Thank you for the detailed response. I don't have to penny pinch so I guess will have to raise my standards. Is there a good pre-built PC? If not then what individual units would you recommend?
 

Agamemnus

Member
If this is literally all it's for, just get a 1660:
https://www.nvidia.com/en-au/geforce/news/nvidia-geforce-gtx-1660-ti/

The rest doesn't really matter so much. Ryzen 2600 is fine, you might even be great with a 2400G. If you literally use OBS to stream and NOTHING else, then the rest of the system honestly doesn't matter so much. You could go super efficient and install absolutely nothing else and I suspect it will run like a dream, although I don't know for sure cause I've never tried it on a low-end system. As long as you have the GTX1660 or an RTX2060 you're probably going to be golden. Brand doesn't matter.

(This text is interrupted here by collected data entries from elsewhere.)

PR #210, opened 2015-11-23
Exposing "--all-input" option.

gsheld:
A new feature for `fpp` that would allow the user to take full advantage of the input selection GUI without being constrained to input with file paths.

For one small example, one could apply `fpp` to git branches:
```
# checkout selected branch
git branch | fpp -ai -c "git checkout --"

# delete selected branch
git branch | fpp -ai -c "git branch -D"
```

In "all input" mode, all lines are taken as valid input, assuming they contain more than just whitespace; each line is also trimmed of whitespace at its beginning and end.

### DIFF
--- a/src/__tests__/testParsing.py
+++ b/src/__tests__/testParsing.py
@@ -339,6 +339,32 @@ prependDirTestCases = [
         'out': ''
     }]
 
+allInputTestCases = [
+    {
+        'input': '    ',
+        'match': None
+    }, {
+        'input': ' ',
+        'match': None
+    }, {
+        'input': 'a',
+        'match': 'a'
+    }, {
+        'input': '   a',
+        'match': 'a'
+    }, {
+        'input': 'a    ',
+        'match': 'a'
+    }, {
+        'input': '    foo bar',
+        'match': 'foo bar'
+    }, {
+        'input': 'foo bar    ',
+        'match': 'foo bar'
+    }, {
+        'input': 'foo bar baz',
+        'match': 'foo bar baz'
+    }]
 
 class TestParseFunction(unittest.TestCase):
 
@@ -397,6 +423,23 @@ class TestParseFunction(unittest.TestCase):
         for testCase in fileTestCases:
             self.checkFileResult(testCase)
         print('Tested %d cases.' % len(fileTestCases))
+
+    def testAllInputMatches(self):
+        for testCase in allInputTestCases:
+            result = parse.matchLine(testCase['input'], False, True)
+
+            if not result:
+                self.assertTrue(testCase['match'] is None,
+                                'Expected a match "%s" where one did not occur.' %
+                                testCase['match'])
+
+                continue
+
+            (match, _, _) = result
+            self.assertEqual(match, testCase['match'], 'Line "%s" did not match.' %
+                            testCase['input'])
+
+        print('Tested %d cases for all-input matching.' % len(allInputTestCases))
 
     def checkFileResult(self, testCase):
         result = parse.matchLine(testCase['input'],
--- a/src/screenControl.py
+++ b/src/screenControl.py
@@ -35,11 +35,17 @@ X_MODE = 'X_MODE'
 
 lbls = "ABCDEFGHIJKLMNOPQRSTUVWXYZ1234567890~!@#$%^&*()_+<>?{}|;'"
 
-SHORT_NAV_USAGE = '[f|A] selection, [down|j|up|k|space|b] navigation, [enter] open, [x] quick select mode, [c] command mode'
+# options for displayed to the user at the bottom of the screen
+SHORT_NAV_OPTION_SELECTION_STR = '[f|A] selection'
+SHORT_NAV_OPTION_NAVIGATION_STR = '[down|j|up|k|space|b] navigation'
+SHORT_NAV_OPTION_OPEN_STR = '[enter] open'
+SHORT_NAV_OPTION_QUICK_SELECT_STR = '[x] quick select mode'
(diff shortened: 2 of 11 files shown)


src/screenFlags.py
```diff
@@ -92,6 +95,13 @@ def getArgParser():
 of, say, deleted files in git status that you would like to restore to a given
 revision. It enables you to select the deleted files even though they
 do not exist on the system anymore.''')
+        parser.add_argument('-ai',
+                            '--all-input',
+                            default=False,
+                            action="store_true",
+                            help='''You may force PathPicker to recognize all
+lines as acceptible input. Typically, PathPicker will scan the input for references
+to file paths. Passing this option will disable those scans and the program will assume that every input line is a match.''')
```
pcottle: could add an explanation that its helpful for things like git branches, mercurial bookmarks, maybe even directories -- who knows!

pcottle:
This is absolutely awesome! Really appreciate the thorough test coverage and cleanup along the way @gsheld. I'll take a deeper look tomorrow with some nits, but this can likely go in with minimal change.

I agree that combining with a preconfigured command mode is nice. maybe provide a few example commands for git to isolate the bookmarks? for example, mercurial outputs something like:

```
[pcottle:~/www:(explainNoMethods)]$ hg book
   betterStats.preamend      1095557:c0e02bfc109b
   debugSF                   1098767:f13654075612
   emailRoundups             1095558:6cd95011bcf3
 * explainNoMethods          1102007:d620f805c859
```

so if we matched on all text, you couldn't pipe it straight into `hg update`. `git branch` is a bit better but technically the currently checked out branch will have the `*` :P

also might have been nice to splice the `file` => `path` codemod into another PR, but nbd. im pretty lazy when interchanging the two, even though they arent technically equivalent

src/__tests__/testParsing.py
```diff
@@ -339,6 +339,32 @@
...
+        'match': 'a'
+    }, {
+        'input': '    foo bar',
+        'match': 'foo bar'
+    }, {
+        'input': 'foo bar    ',
+        'match': 'foo bar'
+    }, {
+        'input': 'foo bar baz',
+        'match': 'foo bar baz'
```
pcottle: i know this would pass, but maybe add a test case with whitespace on both sides, just for completeness

```
input: '   foo bar  ',
match: 'foo bar',
```

src/__tests__/testParsing.py
```diff
@@ -398,6 +424,23 @@ def testFileMatch(self):
...
 
+    def testAllInputMatches(self):
+        for testCase in allInputTestCases:
+            result = parse.matchLine(testCase['input'], False, True)
+
+            if not result:
+                self.assertTrue(testCase['match'] is None,
+                                'Expected a match "%s" where one did not occur.' %
+                                testCase['match'])
+
```
pcottle: nit: rm this line for readability, since its hard to tell what block continue is for

src/screenControl.py
```diff
@@ -115,14 +122,27 @@ def outputBottom(self):
...
         self.printer.addstr(borderY + 1, self.getMinX(), usageStr)
 
+    def getShortNavUsageString(self):
+        navOptions = [SHORT_NAV_OPTION_SELECTION_STR,
+                      SHORT_NAV_OPTION_NAVIGATION_STR,
+                      SHORT_NAV_OPTION_QUICK_SELECT_STR,
+                      SHORT_NAV_OPTION_COMMAND_STR]
+
+        # it does not make sense to give the user the option to "open" the selection
+        # in all-input mode
```
pcottle: ahhh, i see why you factored this out into separate strings now. cool!

src/screenControl.py
```diff
@@ -115,14 +122,27 @@ def outputBottom(self):
...
+        if not self.flags.getAllInput():
+            navOptions.insert(2, SHORT_NAV_OPTION_OPEN_STR)
```
pcottle: the insert 2 is weird here, i think could do something like

```
return ', '.join([
  SELECT_STR,
  NAV_STR,
  # comment
  None if self.flags.getAllInput() else NAV_OPEN_STR,
].filter(something()?));
```

but thats just me trying to be more functional. dont know how hard that is in practice with the filter, havent written python in a while

pcottle:
Alright more or less looked over everything -- some inline suggestions and nits that you can do in a followup (ideally), but this can go in! thanks again

gsheld:
@pcottle Glad you liked the diff. I'll create another PR for cleanup when I have a chance. I actually found a small bug with the patch you just merged as well, so that will also be addressed in the next PR.

Thanks for reviewing!

src/screenControl.py
gsheld: Yes, its not very intuitive. I think this approach works best; its more or less what you're suggesting.

```
    def getShortNavUsageString(self):
        navOptions = [SHORT_NAV_OPTION_SELECTION_STR,
                      SHORT_NAV_OPTION_NAVIGATION_STR,
                      SHORT_NAV_OPTION_OPEN_STR,
                      SHORT_NAV_OPTION_QUICK_SELECT_STR,
                      SHORT_NAV_OPTION_COMMAND_STR]

        # it does not make sense to give the user the option to "open" the selection
        # in all-input mode
        if self.flags.getAllInput():
            navOptions.remove(SHORT_NAV_OPTION_OPEN_STR)

        return ', '.join(navOptions)
```

pcottle: ah yeah, removing is a bit cleaner imo. it just felt like happing to map the index with 0-offset back to the original array to figure out where it would be inserted was a bit tough to read. but a super small minor nit of course

PR #214, opened 2015-12-14
Fix fatal

pcottle:


pcottle:
passed locally so I'm assuming this is good

PR #216, opened 2015-12-15
change git clone

joanna-chen:
the cloning command from before brought up a permission error for me
this correction works


pcottle:
Ah yes, because you might not have permissions :) great point! merging now, thanks a bunch

PR #218, opened 2016-01-11
Clean up Debian package

ssgelm:
This fixes two issues I had with the debian package:

 * **Remove package.sh when running dpkg so that it doesn't get included in the resulting package**
    
    If not removed the `dpkg --build` command will add package.sh to the system root which is not desired.
 * **Change the output name of the package to follow the debian standard**

    As described at https://www.debian.org/doc/manuals/debian-faq/ch-pkg_basics.en.html the package should be of the format of `<foo>_<VersionNumber>-<DebianRevisionNumber>_<DebianArchitecture>.deb`

I would have done two PRs but these changes seemed pretty simple so it seemed like overkill.  Let me know if you'd prefer that.  CLA has been signed.

### DIFF
--- a/.gitignore
+++ b/.gitignore
@@ -7,4 +7,5 @@
 *.orig
 dist/*
 fpp.deb
+fpp*.deb
 debian/usr/
--- a/debian/package.sh
+++ b/debian/package.sh
@@ -41,11 +41,12 @@ find . -type d -exec chmod 755 {} \;
 find . -type f -exec chmod 644 {} \;
 
 echo "Building package..."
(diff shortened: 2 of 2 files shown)


pcottle:
Thanks a bunch! @pallavagarwal07 do you mind just taking a quick sanity check look? We have pallavagarwal07 to thank for all the debian support, even if it wasn't 100% perfect :)

The explanation and code seems straightforward here though, so think this should be safe to merge.

pallavagarwal07:
I never noticed the first mistake. Thanks a bunch for fixing that. Seems great !

PR #221, opened 2016-01-15
Recognise 'vim -p' as vim

niteria:
My $EDITOR is vim -p and it'd be awesome if it jumped to line numbers just like regular vim.


pcottle:
thanks. double the commit points for a single change :)

Issue #206, opened 2015-11-02
Sending editor to background gets stuck


Firehed:
If you send your editor to the background (via `^z`) when it was opened by FPP, the whole thing gets stuck apparently waiting for a signal and won't end until you kill FPP via `kill` (`^c` is unresponsive), rather than returning to the shell as usual. So you get something like this:

    10:56:32 firehed@Erics-MacBook-Pro ~/some/path [0]$ grep -r www *|fpp
    (do things in vim, background with ctrl-z)
    3 files to edit
    ^C^C^C
    ^Z
    fg
    (`kill $FPP_PID` from another window)
    Vim: Caught deadly signal HUP
    Vim: Finished.

This is when using Vim on OS X in Bash, FPP v0.6.2 (installed via Homebrew). It didn't happen in the previous version I had installed; unfortunately, I have no idea what version that was (but it was something near the first public release).

pcottle:
Yeah, this is unfortunately due to the fact that we launch the editor inside a subshell and attach it to tty directly. hence you cant simply suspend the editor process, since it belongs in that sub-shell process :(

I think there was a similar issue to this earlier -- theres no real way to solve this i dont think, especially with supporting both zsh and bash.

thanks for using FPP though! Lemme know if you have ideas (im not an expert on launching processes and separating them from the script being run, but also still blocking on them before exiting)

pcottle:
Good news @Firehed  we are adding a flag for this in #222

PR #222, opened 2016-01-19
add a command-line flag to force non-interactive mode

ngavalas:
The change (https://github.com/facebook/PathPicker/pull/138) to add the -i flag to the subshell that we use to execute .fpp.sh causes some breakages when it comes to using I/O and job control.  If you launch vim, for example, from fpp, you can't Ctrl+Z to suspend vim because of interactive mode; it completely hangs the terminal.  

Interactive mode is not really meant to execute shell scripts the way we're using it in fpp, but since it's already in and I don't want to really break some users' workflows, I'd like to add a flag to spawn the subshell with a normal bash invocation.  I don't need aliases, but I'd really like job control and basic ideas around output redirection to work properly.

### DIFF
--- a/fpp
+++ b/fpp
@@ -21,6 +21,7 @@ done
 BASEDIR="$( cd -P "$( dirname "$SOURCE" )" && pwd )"
 
 PYTHONCMD="python"
+NONINTERACTIVE=false
 
 function doProgram {
   # process input from pipe and store as pickled file
@@ -34,7 +35,7 @@ function doProgram {
   $PYTHONCMD "$BASEDIR/src/choose.py" "$@" < /dev/tty
   # Determine if running from within vim shell
   IFLAG=""
-  if [ -z "$VIMRUNTIME" ]; then
+  if [ -z "$VIMRUNTIME" -a "$NONINTERACTIVE" = false ]; then
     IFLAG="-i"
   fi
   # execute the output bash script. For zsh or bash
@@ -67,6 +68,8 @@ for opt in "$@"; do
     exit 0
   elif [ "$opt" == "--record" -o "$opt" == "-r" ]; then
     echo "Recording input and output..."
+  elif [ "$opt" == "--non-interactive" -o "$opt" == "-n" ]; then
+    NONINTERACTIVE=true
   elif [ "$opt" == "--keep-open" -o "$opt" == "-ko" ]; then
     # allow control-c to exit the loop
     # http://unix.stackexchange.com/a/48432
--- a/fpp
+++ b/fpp
@@ -68,7 +68,7 @@ for opt in "$@"; do
     exit 0
   elif [ "$opt" == "--record" -o "$opt" == "-r" ]; then
     echo "Recording input and output..."
-  elif [ "$opt" == "--non-interactive" -o "$opt" == "-n" ]; then
+  elif [ "$opt" == "--non-interactive" -o "$opt" == "-ni" ]; then
     NONINTERACTIVE=true
   elif [ "$opt" == "--keep-open" -o "$opt" == "-ko" ]; then
     # allow control-c to exit the loop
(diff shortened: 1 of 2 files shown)


fpp
```diff
@@ -67,6 +68,8 @@ for opt in "$@"; do
     exit 0
   elif [ "$opt" == "--record" -o "$opt" == "-r" ]; then
     echo "Recording input and output..."
+  elif [ "$opt" == "--non-interactive" -o "$opt" == "-n" ]; then
```
pcottle: i feel like `-n` is a bit short here. `-ni`? just in case we need n for something later

pcottle:
Thanks for putting this up @ngavalas ! I'll go find the other issue we had with interactive vim mode and let them know we are adding a flag.

Travis CI seems to have caught something:

```
  File "testScreen.py", line 15, in <module>
    import screenTestRunner
  File "/home/travis/build/facebook/PathPicker/src/__tests__/screenTestRunner.py", line 16, in <module>
    import choose
  File "../choose.py", line 17, in <module>
    import screenControl
  File "../screenControl.py", line 13, in <module>
    import processInput
  File "../processInput.py", line 19, in <module>
    from usageStrings import USAGE_STR
  File "../usageStrings.py", line 9, in <module>
    from screenFlags import ScreenFlags
  File "../screenFlags.py", line 49
    return self.args.non_interactive
                                   ^
TabError: inconsistent use of tabs and spaces in indentation
Tests failed :*(
The command "./scripts/buildAndTest.sh" exited with 1.
```

can you try fixing it up and running the script again locally?

src/screenFlags.py
```diff
@@ -45,6 +45,9 @@ def getDisableFileChecks(self):
     def getAllInput(self):
         return self.args.all_input
 
+    def getIsNonInteractive(self):
```
pcottle: this is not used but i guess we can keep it here for consistency

pcottle:
:tada: !! And our contributor count goes up by one haha. feel free to send a diff for the internal version so you dont have to wait for me to sync it over

ches:
Hi, sorry for commenting/asking a question on a closed issue, but this seems the most relevant place. I can open a new one if you like.

I came here from #206 because I just hit that issue, and it caused me to lose work in my editor. That's pretty nasty default behavior, having not noticed that this `--non-interactive` flag exists until now (it's only helpful after you know you need it 😢 ).

> Interactive mode is not really meant to execute shell scripts the way we're using it in fpp, but since it's already in and I don't want to really break some users' workflows

I agree, and I'd argue that this bad experience and possibility of losing work warrants considering changing the default, maybe when a major version bump comes along if that's the project's policy? It's still `0.x` so if you're following Semantic Versioning then all bets are still off… I'd be curious to hear use cases where people actually depend on the *interactive* shell behavior, beyond aliases, etc. which I think can be solved.

This is from the bash man page (emphasis mine):

> When  bash is invoked as an interactive login shell, **or as a non-inter-
> active shell with the --login option**, it first reads and executes  com-
> mands  from  the file /etc/profile, if that file exists.  After reading
> that file, it looks for ~/.bash_profile, ~/.bash_login, and ~/.profile,
> in  that order, and reads and executes commands from the first one that
> exists and is readable.

If loading aliases and such is desired, I believe that's the "right" way to do it: a login shell, but not interactive.

I can try to work up a change to propose and see how it works, but before digging in I wanted to ask, @pcottle said this on #206:

> this is unfortunately due to the fact that we launch the editor inside a subshell and attach it to tty directly

Is there a reason or some background you can point me to on why fpp doesn't just `exec` the process?

Thanks for the tool, it's useful!

pcottle:
> Is there a reason or some background you can point me to on why fpp doesn't just exec the process?

I'm not a bashrc expert at all, but if you just blindly "exec" the process from either python or the wrapper bash script, it doesnt attach to TTY so your editor runs in the background with no one interacting with it.

the reason why we have all these hacks is because we want to go from:

  - piped input
  - interactive screen (TTY)
  - then either a straight command to execute OR another interactive screen (vim emacs or whatever)

Issue #226, opened 2016-04-04
Command mode not working with fish


uri:
To reproduce

```
git status | fpp
F
c
ls
<return>
```

This produces the following error

```
Missing end to balance this if statement
~/.fpp/.fpp.sh (line 3): if type shopt > /dev/null; then
                         ^
fish: Error while reading file /Users/uri/.fpp/.fpp.sh
```

My `$SHELL` env var is set to `/usr/local/bin/fish`

#### versions

- fish: `fish, version 2.2.0`
- fpp: `fpp version 0.7.0`

pcottle:
Can you try adding some fish detection to this line:
https://github.com/facebook/PathPicker/blob/master/src/output.py#L173

? Seems like zsh doesnt mind that block, but fish does

uri:
Yeah removing the call to `appendToFile` fixes the problem.

petr-tik:
is this closed then?

pcottle:
I think so! Sorry for not updating sooner

PR #227, opened 2016-04-04
Fixes command mode for fish

uri:
Not running appendAliasExpand when fish is set as shell.

See #226 for more details.

### DIFF
--- a/src/output.py
+++ b/src/output.py
@@ -170,7 +170,9 @@ def appendAliasExpansion():
     # despite documentation hinting otherwise.
     #
     # so here we must ask bash to turn on alias expansion.
-    appendToFile("""
+    shell = os.environ.get('SHELL')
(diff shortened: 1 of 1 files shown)


src/output.py
```diff
@@ -170,7 +170,9 @@ def appendAliasExpansion():
     # despite documentation hinting otherwise.
     #
     # so here we must ask bash to turn on alias expansion.
-    appendToFile("""
+    shell = os.environ.get('SHELL')
+    if 'fish' not in shell:
```
pcottle: couldhave just done `if fish in shell: return` but nbd

pcottle:
Thanks for the fix!!

src/output.py
uri: Good to know for next time!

I'm Australian and I shop at MSY or pccasegear usually. MWave also has good deals.
 

99Carnies

New Member
If this is literally all it's for, just get a 1660:
https://www.nvidia.com/en-au/geforce/news/nvidia-geforce-gtx-1660-ti/

The rest doesn't really matter so much. Ryzen 2600 is fine, you might even be great with a 2400G. If you literally use OBS to stream and NOTHING else, then the rest of the system honestly doesn't matter so much. You could go super efficient and install absolutely nothing else and I suspect it will run like a dream, although I don't know for sure cause I've never tried it on a low-end system. As long as you have the GTX1660 or an RTX2060 you're probably going to be golden. Brand doesn't matter.

I'm Australian and I shop at MSY or pccasegear usually. MWave also has good deals.

Correct im using OBS for overlay stream and the PC only to stream. I found some other options with the Ryzen 2400g. What graphics card would be good?

set up would be
PS4 -> El Gato -> OBS to Stream 720 @ 30fps
 

Agamemnus

Member
A GTX 1660 is the cheapest one that does Turing encoding. An RTX 2060 will last you a little longer as overlays get more and more complicated and if you start customising things to the nth degree. But if things stay simple for a while, a GTX 1660 is what I recommend based on what I understand of your situation.
 

koala

Active Member
A GTX 1660 is the cheapest one that does Turing encoding.
Well, "cheap" is not really an adequate description of this (or any other current Nvidia) card. It's the least expensive one.
If there is one thing to complain about these cards, it is they are vastly overpriced. The previous generation (GTX 10x0) was already very expensive, but the Turing generation is just overpriced.
The best deal you can get currently is to get one of the remains of the GTX 10x0, if you want Nvidia.